> REQUIRED WORK
Every line from the one that contains "16) | LO(1))" to the end of the material below should be output exactly, with both ends included and nothing else.

> MATERIAL FOR THIS EXERCISE
PR #368, opened 2026-08-11
Fix build warnings by avoid function pointer to object pointer casts

NWilson:
Casting between function pointers and object (struct/int) pointers is not allowed under ANSI pedantic rules.

However, casting between pointers and integers (uintptr_t) is allowed, so we can fix these PPC warnings by doing that.


zherczeg (approved):
LGTM

Issue #204, opened 2023-09-15
Drop old MIPS support


zherczeg:
Is it worth to support MIPS III? @carenas what do you think?

carenas:
If the objective is to clean up the code, then there is little benefit by dropping MIPS III and would need instead to drop everything before `r2` which is IMHO too drastic considering r6 (likely the last release and that is itself 5 years old) doesn't even compile.

mattst88:
FWIW, I checked the status of the MIPS code in sljit and pcre2, and everything looks good:

Tested MIPS support across all four endian/width combinations using cross-compilation and qemu user-mode emulation.

**Toolchain notes:**
- MIPS64: `mips64{,el}-unknown-linux-gnu-gcc -mabi=64` (GCC 15.2)
- MIPS32: `mips64{,el}-unknown-linux-gnu-gcc -mabi=32 -march=mips32r2` (the `mips32-unknown-linux-gnu` Gentoo toolchains default to n32 ABI with no o32 sysroot, so the mips64 compiler is used instead)
- qemu 10.2.2 (`qemu-mips{,el,64,64el}`)

**sljit test suite:**

| Target | Result |
|---|---|
| MIPS III 64bit big endian | all tests PASSED |
| MIPS III 64bit little endian | all tests PASSED |
| MIPS32-R2 32bit big endian | all tests PASSED |
| MIPS32-R2 32bit little endian | all tests PASSED |

**pcre2 `RunTest` (with JIT, 8/16/32-bit modes):**

| Target | Result |
|---|---|
| MIPS64 big endian | All tests passed |
| MIPS64 little endian | All tests passed |
| MIPS32 big endian | All tests passed |
| MIPS32 little endian | All tests passed |

zherczeg:
Unfortunately MIPS III (and even newer ones) has some delayed result computation (i.e. the next instruction cannot use its result) for some instructions. Those instructions cannot be tested on qemu.

mattst88:
I don't think that's the case, practically speaking. MIPS I (R2000 and R3000) from the mid-to-late 80's certainly don't have hardware interlocks, but MIPS III definitely does. See [MIPS® Architecture For Programmers Volume III](https://s3-eu-west-1.amazonaws.com/downloads-mips/documents/MD00091-2B-MIPS64PRA-AFP-05.04.pdf). The word `interlock` only appears three times, all in the description of CP0 hazards that userspace software doesn't need to care about.

[...]

PR #369, opened 2026-08-11
Fix build & test failures on MIPS R6

NWilson:
The code did not even compile, so it's certain to be untested.
    
  - Fix some op encoding issues
  - Provide a new emit_prefetch for R6
  - Provide the missing sljit_emit_fmem on R6, which prevented linking and running the tests.

---------

I didn't write much of the code in this PR! I just let GPT run stuff with qemu and fix things on its own.

It _claims_ to know all the MIPS opcodes, and I also asked it to use gnu-as to write out binary data and disassemble it for each MIPS subarchitecture to verify its knowledge.

The tests didn't pass before; now, they do. I simply used a combination of your own `sljit_test -v` tests, and the PCRE2 ones as well.

### DIFF
--- a/sljit_src/sljitConfigInternal.h
+++ b/sljit_src/sljitConfigInternal.h
@@ -147,7 +147,7 @@ extern "C" {
 #endif
 
 /***********************************************************/
-/* Intel Control-flow Enforcement Technology (CET) spport. */
+/* Intel Control-flow Enforcement Technology (CET) support.*/
 /***********************************************************/
 
 #ifdef SLJIT_CONFIG_X86
@@ -423,9 +423,15 @@ typedef double sljit_f64;
 #define SLJIT_CONV_MIN_FLOAT SLJIT_CONV_RESULT_MIN_INT
 #define SLJIT_CONV_NAN_FLOAT SLJIT_CONV_RESULT_ZERO
 #elif (defined SLJIT_CONFIG_MIPS && SLJIT_CONFIG_MIPS)
+#if (defined SLJIT_MIPS_REV && SLJIT_MIPS_REV >= 6)
+#define SLJIT_CONV_MAX_FLOAT SLJIT_CONV_RESULT_MAX_INT
+#define SLJIT_CONV_MIN_FLOAT SLJIT_CONV_RESULT_MIN_INT
+#define SLJIT_CONV_NAN_FLOAT SLJIT_CONV_RESULT_ZERO
+#else /* SLJIT_MIPS_REV < 6 */
 #define SLJIT_CONV_MAX_FLOAT SLJIT_CONV_RESULT_MAX_INT
 #define SLJIT_CONV_MIN_FLOAT SLJIT_CONV_RESULT_MAX_INT
 #define SLJIT_CONV_NAN_FLOAT SLJIT_CONV_RESULT_MAX_INT
+#endif /* SLJIT_MIPS_REV >= 6 */
 #elif (defined SLJIT_CONFIG_PPC && SLJIT_CONFIG_PPC)
 #define SLJIT_CONV_MAX_FLOAT SLJIT_CONV_RESULT_MAX_INT
 #define SLJIT_CONV_MIN_FLOAT SLJIT_CONV_RESULT_MIN_INT
--- a/sljit_src/sljitNativeMIPS_common.c
+++ b/sljit_src/sljitNativeMIPS_common.c
@@ -249,8 +249,13 @@ static const sljit_u8 freg_map[SLJIT_NUMBER_OF_FLOAT_REGISTERS + 4] = {
 #define LDL		(HI(26))
 #define LDR		(HI(27))
 #define LDC1		(HI(53))
+#if (defined SLJIT_MIPS_REV && SLJIT_MIPS_REV >= 6)
+#define LL		(HI(31) | LO(54))
+#define LLD		(HI(31) | LO(55))
+#else /* SLJIT_MIPS_REV < 6 */
 #define LL		(HI(48))
 #define LLD		(HI(52))
+#endif /* SLJIT_MIPS_REV >= 6 */
 #define LUI		(HI(15))
 #define LW		(HI(35))
 #define LWL		(HI(34))
@@ -286,8 +291,13 @@ static const sljit_u8 freg_map[SLJIT_NUMBER_OF_FLOAT_REGISTERS + 4] = {
 #define ROTR		(HI(0) | (1 << 21) | LO(2))
 #define ROTRV		(HI(0) | (1 << 6) | LO(6))
 #endif /* SLJIT_MIPS_REV >= 2 */
+#if (defined SLJIT_MIPS_REV && SLJIT_MIPS_REV >= 6)
+#define SC		(HI(31) | LO(38))
+#define SCD		(HI(31) | LO(39))
+#else /* SLJIT_MIPS_REV < 6 */
 #define SC		(HI(56))
 #define SCD		(HI(60))
+#endif /* SLJIT_MIPS_REV >= 6 */
 #define SD		(HI(63))
 #define SDL		(HI(44))
 #define SDR		(HI(45))
@@ -317,10 +327,11 @@ static const sljit_u8 freg_map[SLJIT_NUMBER_OF_FLOAT_REGISTERS + 4] = {
 #define XORI		(HI(14))
 
 #if (defined SLJIT_MIPS_REV && SLJIT_MIPS_REV >= 1)
-#define CLZ		(HI(28) | LO(32))
 #if (defined SLJIT_MIPS_REV && SLJIT_MIPS_REV >= 6)
-#define DCLZ		(LO(18))
+#define CLZ		((1 << 6) | LO(16))
+#define DCLZ		((1 << 6) | LO(18))
 #else /* SLJIT_MIPS_REV < 6 */
+#define CLZ		(HI(28) | LO(32))
 #define DCLZ		(HI(28) | LO(36))
 #define MOVF		(HI(0) | (0 << 16) | LO(1))
 #define MOVF_S		(HI(17) | FMT_S | (0 << 16) | LO(17))
@@ -332,8 +343,13 @@ static const sljit_u8 freg_map[SLJIT_NUMBER_OF_FLOAT_REGISTERS + 4] = {
 #define MOVZ_S		(HI(17) | FMT_S | LO(18))
 #define MUL		(HI(28) | LO(2))
 #endif /* SLJIT_MIPS_REV >= 6 */
+#if (defined SLJIT_MIPS_REV && SLJIT_MIPS_REV >= 6)
+#define PREF		(HI(31) | LO(53))
+#define PREF_OFFSET(offset)	(((sljit_ins)(offset) & 0x1ff) << 7)
+#else /* SLJIT_MIPS_REV < 6 */
 #define PREF		(HI(51))
 #define PREFX		(HI(19) | LO(15))
+#endif /* SLJIT_MIPS_REV >= 6 */
 #if defined(SLJIT_MIPS_REV) && SLJIT_MIPS_REV >= 2
 #define SEB		(HI(31) | (16 << 6) | LO(32))
 #define SEH		(HI(31) | (24 << 6) | LO(32))
@@ -2118,8 +2134,8 @@ static SLJIT_INLINE sljit_s32 emit_single_op(struct sljit_compiler *compiler, sl
 		}
 
 #if (defined SLJIT_MIPS_REV && SLJIT_MIPS_REV >= 6)
-		FAIL_IF(push_inst(compiler, SELECT_OP(DMUL, MUL) | S(src1) | T(src2) | D(dst), DR(dst)));
 		FAIL_IF(push_inst(compiler, SELECT_OP(DMUH, MUH) | S(src1) | T(src2) | DA(EQUAL_FLAG), EQUAL_FLAG));
+		FAIL_IF(push_inst(compiler, SELECT_OP(DMUL, MUL) | S(src1) | T(src2) | D(dst), DR(dst)));
 #else /* SLJIT_MIPS_REV < 6 */
 		FAIL_IF(push_inst(compiler, SELECT_OP(DMULT, MULT) | S(src1) | T(src2), MOVABLE_INS));
 		FAIL_IF(push_inst(compiler, MFHI | DA(EQUAL_FLAG), EQUAL_FLAG));
@@ -2516,6 +2532,37 @@ SLJIT_API_FUNC_ATTRIBUTE sljit_s32 sljit_emit_op0(struct sljit_compiler *compile
 static sljit_s32 emit_prefetch(struct sljit_compiler *compiler,
         sljit_s32 src, sljit_sw srcw)
 {
+#if (defined SLJIT_MIPS_REV && SLJIT_MIPS_REV >= 6)
+	sljit_s32 base = src & REG_MASK;
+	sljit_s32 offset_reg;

> FINISHED EXERCISE
 #define MOVF		(HI(0) | (0 << 16) | LO(1))
 #define MOVF_S		(HI(17) | FMT_S | (0 << 16) | LO(17))
@@ -332,8 +343,13 @@ static const sljit_u8 freg_map[SLJIT_NUMBER_OF_FLOAT_REGISTERS + 4] = {
 #define MOVZ_S		(HI(17) | FMT_S | LO(18))
 #define MUL		(HI(28) | LO(2))
 #endif /* SLJIT_MIPS_REV >= 6 */
+#if (defined SLJIT_MIPS_REV && SLJIT_MIPS_REV >= 6)
+#define PREF		(HI(31) | LO(53))
+#define PREF_OFFSET(offset)	(((sljit_ins)(offset) & 0x1ff) << 7)
+#else /* SLJIT_MIPS_REV < 6 */
 #define PREF		(HI(51))
 #define PREFX		(HI(19) | LO(15))
+#endif /* SLJIT_MIPS_REV >= 6 */
 #if defined(SLJIT_MIPS_REV) && SLJIT_MIPS_REV >= 2
 #define SEB		(HI(31) | (16 << 6) | LO(32))
 #define SEH		(HI(31) | (24 << 6) | LO(32))
@@ -2118,8 +2134,8 @@ static SLJIT_INLINE sljit_s32 emit_single_op(struct sljit_compiler *compiler, sl
 		}
 
 #if (defined SLJIT_MIPS_REV && SLJIT_MIPS_REV >= 6)
-		FAIL_IF(push_inst(compiler, SELECT_OP(DMUL, MUL) | S(src1) | T(src2) | D(dst), DR(dst)));
 		FAIL_IF(push_inst(compiler, SELECT_OP(DMUH, MUH) | S(src1) | T(src2) | DA(EQUAL_FLAG), EQUAL_FLAG));
+		FAIL_IF(push_inst(compiler, SELECT_OP(DMUL, MUL) | S(src1) | T(src2) | D(dst), DR(dst)));
 #else /* SLJIT_MIPS_REV < 6 */
 		FAIL_IF(push_inst(compiler, SELECT_OP(DMULT, MULT) | S(src1) | T(src2), MOVABLE_INS));
 		FAIL_IF(push_inst(compiler, MFHI | DA(EQUAL_FLAG), EQUAL_FLAG));
@@ -2516,6 +2532,37 @@ SLJIT_API_FUNC_ATTRIBUTE sljit_s32 sljit_emit_op0(struct sljit_compiler *compile
 static sljit_s32 emit_prefetch(struct sljit_compiler *compiler,
         sljit_s32 src, sljit_sw srcw)
 {
+#if (defined SLJIT_MIPS_REV && SLJIT_MIPS_REV >= 6)
+	sljit_s32 base = src & REG_MASK;
+	sljit_s32 offset_reg;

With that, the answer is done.